The data:

PR #278, opened 2026-06-18
Perf: Flatten transcript row layout so a full-list measure stops pinning the main thread (15s+ hover freeze at 143 items)

cheapsteak:
## Problem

What the exercise asks: Where the line containing "Perf: Flatten transcript" appears, start copying, and go on exactly through the last line of the data.

The completed task:
Perf: Flatten transcript row layout so a full-list measure stops pinning the main thread (15s+ hover freeze at 143 items)

cheapsteak:
## Problem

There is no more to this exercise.